Театры заполоняет машинерия. Особенно театр Мольера. Отовсюду съезжаются инженеры, заламывают бешеные цены, распоряжается всем сам король, восторженно взирающий на сложные системы блоков. На сцене бушуют морские волны, сгущается тьма, актеры взлетают, парят, исчезают. Жан чурается этих эффектных иллюзий. Если его об этом спрашивают, говорит: «Негоже подменять собою небеса и самого Господа Бога, совать их во все дыры». Сам он до такого не дошел и никогда не дойдет. Как-то раз после подобного спектакля ему приснилось, будто он горит в аду, корчится и извивается в пламени, что в шесть десятков раз горячее любого земного. Проснулся он в ужасе, но довольный, что увидел ад с такой точностью, и все повторял: «В шесть десятков раз горячее земного». Точная мера сдерживает страх.

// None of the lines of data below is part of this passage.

PR #1766, opened 2022-08-11
Add devicetree blob parsing support for RISC-V and ARM

sanderssj:
This change adds basic support for parsing and reading from the devicetree
blob (DTB) found in RISC-V and ARM machines. The DTB contains information
about a machine and its devices and how to access or configure them. Parsing
of the DTB does not require any special kernel features, so the devicetree
code is located in its own directory so it can be used by the kernel or by
user tools.

The ranges of memory in a machine are specified only in the DTB. Nanos has
previously been assuming a fixed size memory for RISC-V and ARM VMs (on QEMU), so
this change now allows Nanos to discover the actual amount of memory on a machine.

The devicetree_dump() function will dump the contents of the DTB, given its
address.

In order to accommodate the limited boot environment in the kernel when the
DTB will normally be accessed, the code uses only stack memory, no heap.
Any extensive processing of the DTB should cache the tree structure to
make navigation more efficient. However, that is not included in this change.

On RISC-V, the devicetree blob is relocated from the end of physical memory to the area
used by init and mapped into kernel virtual address space. On ARM, the blob is left alone
since it is placed at the beginning of physical memory.


src/devicetree/devicetree.c
```diff
@@ -0,0 +1,519 @@
...
+ *
+ * All the calls that begin with dtb will directly parse the devicetree blob
+ * and do not use any heap memory. This is obviously very inefficient but
+ * necessary since some devicetree parsing is required before kernel memory
+ * is set up and mapped.
+ */
+
+#define DTB_DEBUG
+#ifdef DTB_DEBUG
+#define dtb_debug(x)    console(x)
```
wjhun, line 26: These appear to be unused.

platform/riscv-virt/kernel_platform.h
```diff
@@ -1,8 +1,11 @@
 #define PHYSMEM_BASE          0x80000000
-#define BIOS_SIZE             (128*1024)
-#define INIT_PAGEMEM          (PHYSMEM_BASE+BIOS_SIZE)
+#define BIOS_SIZE             (128*KB)
```
wjhun, line 2: I have seen some newer OpenSBI images exceed 128KB. Not sure what a safe size is - maybe double this for now?

wjhun (approved):
LGTM

platform/riscv-virt/kernel_platform.h
sanderssj: Good idea, seems safer. I've updated it to 256K.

— Я должен поговорить с королем, — сказал он однажды Мари, которую Мольер пытался переманить любой ценой. — Если так пойдет и дальше, скоро вся Франция превратится в дурацкую машину.

— На вашем месте я бы постаралась приспособиться, — говорит она медовым тоном, не исключающим измену.

Никола добился для него аудиенции у короля, и государь на его доводы ответил, что желает развлекаться и, что еще важнее, развлекать народ. Машины привлекают взор и ум и ничуть не мешают трагедии. Сказал, что ему нравится, как пишет Жан, что язык его пьес служит благу страны и всего человечества. Кто еще так, как он, умеет выразить неистощимую женскую страсть и малодушие мужчин вкупе с их честолюбием! Тут король подошел совсем близко и тихо добавил:

— Пусть же хоть раз мужчины будут уподоблены женщинам, то есть… — Он чуть замешкался, потупился и договорил: — Пусть ими, мужчинами, овладеют. Пусть они испытают эту потребность, чтобы в тебя проникли, наполнили тебя, это чувство оставленности, пустоты, которое, должно быть, снедает женское нутро.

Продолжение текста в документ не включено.